Print verbatim the lines of the entries from the one containing "AFAIK no one" to the last, inclusive, and no others.

**Entries shown**
::::
PR #491, opened 2015-10-17
Add "ref" param to resolver API

### LINKED ISSUE #489: API - Resolve resource allow generic "item" param
Discussed here.
https://groups.google.com/forum/#!searchin/taigaio/hubot/taigaio/h1oJmId4V8Q/dkqqPgJYDwAJ

David Barragán said
> Maybe we can improve resolve resource. For example we can add the attribute "item" to find in everi types:
resolve?project=myproject&us=5
{"project": 68815, "us": 291626}
is the same as 
resolve?project=myproject&item=5
{"project": 68815, "us": 291626}
So if you know the ref. but not the type
resolve?project=myproject&item=15
{"project": 68815, "issue": 291637}

If people think this is a good idea I could try implementing it. If would reduce the number of api calls needed to look up a user story, issue, or task by reference Id. It wouldn't break backwards compatibility since it just adds a new optional parameter.

bufke:
Fixes #489

Added ref GET param to resolver API.
Useful if we know the the ref ID but not the type of object it is.
Reduces number of API calls in cases when we want to reference an object
by it's ref ID.
Modified integration test to confirm ref works just like using a us, ect
params and has same permissions.

### DIFF
--- a/taiga/projects/references/api.py
+++ b/taiga/projects/references/api.py
@@ -59,4 +59,18 @@ class ResolverViewSet(viewsets.ViewSet):
             result["wikipage"] = get_object_or_404(project.wiki_pages.all(),
                                                    slug=data["wikipage"]).pk
 
+        if data["ref"]:
+            if user_has_perm(request.user, "view_us", project):
+                us = project.user_stories.filter(ref=data["ref"]).first()
+                if us:
+                    result["us"] = us.pk
+            if user_has_perm(request.user, "view_tasks", project):
+                task = project.tasks.filter(ref=data["ref"]).first()
+                if task:
+                    result["task"] = task.pk
+            if user_has_perm(request.user, "view_issues", project):
+                issue = project.issues.filter(ref=data["ref"]).first()
+                if issue:
+                    result["issue"] = issue.pk
+
         return response.Ok(result)
--- a/taiga/projects/references/api.py
+++ b/taiga/projects/references/api.py
@@ -60,15 +60,18 @@ class ResolverViewSet(viewsets.ViewSet):
                                                    slug=data["wikipage"]).pk
 
         if data["ref"]:
+            ref_found = False  # No need to continue once one ref is found
             if user_has_perm(request.user, "view_us", project):
                 us = project.user_stories.filter(ref=data["ref"]).first()
                 if us:
                     result["us"] = us.pk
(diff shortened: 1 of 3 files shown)


taiga/projects/references/api.py
```diff
@@ -59,4 +59,18 @@ def list(self, request, **kwargs):
...
+                    result["us"] = us.pk
+            if user_has_perm(request.user, "view_tasks", project):
+                task = project.tasks.filter(ref=data["ref"]).first()
+                if task:
+                    result["task"] = task.pk
+            if user_has_perm(request.user, "view_issues", project):
+                issue = project.issues.filter(ref=data["ref"]).first()
+                if issue:
+                    result["issue"] = issue.pk
+
```
bameda: there is only one user story OR task OR issue with a ref so if I've found a story, for example, I don't need to search anymore

bufke:
Added logic to stop searching once a ref is found.

bameda:
- [ ]  After merged remember to update the documentation

bufke:
I could update the docs as part of this pull request if you want.

bameda:
Don't worry. I can do that. Is only that I'm thinking about what happened if issue #55 and #47 exist and I make a request like api/vi/resolve?project=projectexample&issue=55&ref=47? I'm thinking about changing the serializer validator to prevent calls with ref and (us or issue or task params). On the other hand we are engaged preparing the next release,  I hope for next week, but this PR will be.

superalex:
@bameda did you finally make that change in the serializer validator?, is this one ready to test and merge?

bameda:
No, I was trying to fix https://github.com/taigaio/taiga-back/pull/492 because It doesn't work properly

superalex:
Let me fix #492 I've seen some tests are failing, what did you find it isn't working?

bameda:
No, right now tests work fine. But the serializers don't tell me information about if I watch, like or vote an object properly. 

Test your branch with from if you want to see the error.

superalex:
Sorry but I don't fully understand what to test exactly and how...

bameda:
give me 30 minutes...

superalex:
Okidoki! as many as you want :dancer:

bameda:
https://github.com/taigaio/taiga-back/issues/497

PR #496, opened 2015-10-26
Issue 3372: Velocity not calculated properly

superalex:


bameda:
Albondiga!! :dancers:

PR #497, opened 2015-10-26
Added ref GET param to resolver API.

bameda:
Useful if we know the the ref ID but not the type of object it is.
Reduces number of API calls in cases when we want to reference an object
by it's ref ID.
Modified integration test to confirm ref works just like using a us, ect
params and has same permissions.

Related to https://github.com/taigaio/taiga-back/pull/491 with tests and params validator


bameda:
thanks you very mutch @bufke :dancer:

PR #501, opened 2015-10-29
Fix notification level names

bameda:


superalex:
Albóndigas for @bameda !!!! :dancers: :dancers: :dancers: :dancers: :dancers:

PR #58, opened 2020-12-24
Refactoring

viktordick:
Several larger refactoring steps, dependent on previous PRs.

### DIFF
--- a/perfact/zodbsync/zodbsync.py
+++ b/perfact/zodbsync/zodbsync.py
@@ -671,8 +671,7 @@ class ZODBSync:
                               encoding=encoding, skip_errors=skip_errors)
 
         # Allow actions after recursing, like sorting children
-        for handler in mod_implemented_handlers(obj, fs_data['type']):
-            handler.write_after_recurse_hook(obj, fs_data)
+        object_handlers[fs_data['type']].write_after_recurse_hook(obj, fs_data)
 
     def playback_paths(self, paths, recurse=True, override=False,
                        skip_errors=False, encoding=None, dryrun=False):
--- a/perfact/zodbsync/zodbsync.py
+++ b/perfact/zodbsync/zodbsync.py
@@ -2,16 +2,11 @@
 # -*- coding: utf-8 -*-
 
 import re
-import sys
 import os
 import six
 import shutil
 import time  # for periodic output
-# Logging (if perfact.loggingtools is not available, we only support logging to
-# stdout)
-import logging
 
-import filelock
 # for using an explicit transaction manager
 import transaction
 # for "logging in"
@@ -27,7 +22,7 @@ except ImportError:
 # Plugins for handling different object types
 from .object_types import object_handlers, mod_implemented_handlers
 from .helpers import str_repr, to_string, literal_eval, fix_encoding, \
-    remove_redundant_paths, load_config
+    remove_redundant_paths
 
 
 # Monkey patch ZRDB not to connect to databases immediately.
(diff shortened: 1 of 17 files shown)


viktordick:
This PR addresses some issues that I had with the code structure:

Originally, `ZODBSync` contained the main methods for the functionality (connecting to the ZODB and reading/writing objects and their file system representations). Since then, `SubCommand` was added as base class for the logic of different commands. It contained the general argument parsing logic and also some common functionality used by several subcommands - which `ZODBSync` also has. Also, since `SubCommand` was both the base class for the different command classes and also required a list of its children to construct the argument parser, there was somewhat of a dependency loop (which was broken by passing a list of available commands from `main.py:create_runner` to `SubCommand.create`).

With the first two commits, the conceptual distinction is shifted towards the following structure:

- `ZODBSync` is mainly concerned with the connection to the ZODB. It also has some functionality regarding the file system representation of objects, although that might be moved to a different class in the future (a separate one or `SubCommand`). For subcommands that do not need this (for the moment, only `with-lock`), no `ZODBSync` instance is created.
- `SubCommand` is the base class for different subcommand classes and contains some common functionality. It is no longer concerned with the general argument parsing.
- The new `Runner` class in `main.py` knows about the available subcommands and does the argument parsing, creating the correct `SubCommand` instance and running it. It is prepared for running several different subcommands after another without re-initializing the ZODB connection (which might be used in the tests in the future) because it creates the necessary `ZODBSync` instance and passes it to the `SubCommand` instance, so it could create a new `SubCommand` and reuse the same `ZODBSync`.

The last two commits are mainly concerned with `object_types.py`. I had several problems with this method:

- The classes defined here are collections of methods, but they do not hold data. For example, `FolderObj` contains a `create`, a `read` and a `write` method that translate between a dictionary and a Zope object. But the `FolderObj` itself does not hold data. There is a static field `meta_types`, but it does not differ between instances of `FolderObj`. `self` is essentially not used in any of these methods. Therefore, converting these classes to only use `static` methods and never even instantiating them might clear some confusion.
- The `object_types` dictionary was created in a redundant way - the information listed here was already present in the `meta_types` field.
- The classes can actually be separated into two types: Those that provide the methods for a specific object type and those that might additionally apply to different object types. For the first ones, the method `implements` is somewhat irrelevant (it always returns `True`), while for the second ones the fields `meta_types` and the `create` method are not really applicable. These were now separated.

viktordick:
Just noticed I never formally requested a review

perfact/zodbsync/meta_handlers.py
```diff
@@ -0,0 +1,256 @@
...
+
+from . import helpers
+
+"""
+Handlers for reading and writing object information that can be implemented in
+addition to meta_type specific information
+"""
+
+
+class MetaModObj(object):
```
viktordick, line 12: Meta -> Mixin

perfact/zodbsync/zodbsync.py
```diff
@@ -228,27 +223,12 @@ class ZODBSync:
...
+        self.config = config
 
-        self.config = config = load_config(conffile)
-
-        self.site = site
         self.base_dir = config['base_dir']
-        self.use_lock = use_lock
-        if self.use_lock:
-            self.lock = filelock.FileLock(self.base_dir + '/.zodbsync.lock')
+        self.app_dir = os.path.join(self.base_dir, '__root__')
```
viktordick, line 231: drop magic value `__root__`, use variable defined in helpers?

viktordick (commented):
Comments from review with Ján

jan-jockusch (approved):
LGTM!

viktordick:
Just resorted the commits a bit to make the two big steps done in this PR better visible before merging.

PR #62, opened 2021-02-06
Add grep option to pick subcommand

viktordick:


jan-jockusch (approved):
LGTM, tests pass, and the code cleanup in tests is nice, too!

PR #64, opened 2021-02-16
Always clear sys arguments before calling configure_zope regardless of the zope version

gandie:
Do not use import as version check ( which might be wrong at all ), also remember to import `sys` when using it ( which i forgot the first time, tox remembered me ).


jan-jockusch (approved):
Shorter! LGTM

viktordick:
LGTM

viktordick (approved):
LGTM

PR #66, opened 2021-02-20
Add zope2-py2 as test environment

viktordick:


viktordick:
Found the reason why the test was not working with Zope 2:
At some refactoring step I dropped wrapping the user into the `UserFolder`, which breaks in Zope2, see [here](https://github.com/zopefoundation/AccessControl/issues/91).
Not sure if this also had other consequences, like created objects not having correct ownership. I hope not.

perfact/zodbsync/zodbsync.py
```diff
@@ -278,7 +278,7 @@ def create_manager_user(self):
         Make sure the manager user exists.
         """
         userfolder = self.app.acl_users
-        user = userfolder.getUserById(self.manager_user)
+        user = userfolder.getUser(self.manager_user)
```
jan-jockusch, line 281: Why is it that there's no wrapping happening here? All other `.getUser()` calls have the wrapper.

jan-jockusch: Ah, maybe because `user` is only used for a test.

jan-jockusch (commented):
Minor question remaining, otherwise LGTM

viktordick:
Just tried to run the tests with Ubuntu and everything failed. `git init` has no `-b` option yet in 2.25.1. Will revert this change for now.

perfact/zodbsync/zodbsync.py
viktordick: Exactly. `None` has no attribute `__of__`, but we only want to check for `None` here.
BTW, `getUser` and `getUserById` seem to do the same.

jan-jockusch: Yes, it's quite clear. I should have read the following line a bit more attentively.

jan-jockusch (approved):
LGTM

gandie (approved):
Tests work in all envs, code seems fine

lgtm

Issue #67, opened 2021-03-05
Compatibility wrapper perfact-zoperecord broken


viktordick:
```
Traceback (most recent call last):
  File "/usr/share/perfact/zope2.13/bin/perfact-zoperecord", line 30, in <module>
    runner = Runner(*cmd.split())
TypeError: __init__() takes exactly 1 argument (4 given)
```

PR #68, opened 2021-03-06
Some small fixes

### LINKED ISSUE #65: with-lock not working with Python 2
`with-lock` uses `subprocess.run`, which is not present in Python 2

viktordick:
Fixes #65  and #67. Shows docstring of each subcommand when calling with `--help`

### DIFF
--- a/perfact/zodbsync/commands/with_lock.py
+++ b/perfact/zodbsync/commands/with_lock.py
@@ -20,4 +20,4 @@ class WithLock(SubCommand):
 
     @SubCommand.with_lock
     def run(self):
-        subprocess.run(self.args.command, shell=True)
+        subprocess.check_call(self.args.command, shell=True)
--- a/perfact/zodbsync/commands/with_lock.py
+++ b/perfact/zodbsync/commands/with_lock.py
@@ -6,9 +6,7 @@ from ..subcommand import SubCommand
 
 
 class WithLock(SubCommand):
-    """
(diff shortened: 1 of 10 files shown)


perfact/zodbsync/commands/with_lock.py
```diff
@@ -20,4 +18,4 @@ def add_args(parser):
 
     @SubCommand.with_lock
     def run(self):
-        subprocess.run(self.args.command, shell=True)
+        subprocess.check_call(self.args.command, shell=True)
```
jan-jockusch, line 21: This changes the behavior, does it not? Can this be a problem, e.g., if commands regularly return non-zero exit codes?

jan-jockusch (approved):
One question regarding `subprocess.check_call`, otherwise LGTM

perfact/zodbsync/commands/with_lock.py
viktordick: Well the only thing that happens after this call is the release of the lock, which also happens if the program crashes.

AFAIK no one uses this feature yet. I tried to use it once and found that it does not work with Python 2. In general I think raising an error is better that ignoring it. If the return code should be ignored, one can always use `|| true`.

jan-jockusch: I thought as much, but I was guessing… thanks for clearing that up!

My review stands, then.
::::
**Your solution**
AFAIK no one uses this feature yet. I tried to use it once and found that it does not work with Python 2. In general I think raising an error is better that ignoring it. If the return code should be ignored, one can always use `|| true`.

jan-jockusch: I thought as much, but I was guessing… thanks for clearing that up!

My review stands, then.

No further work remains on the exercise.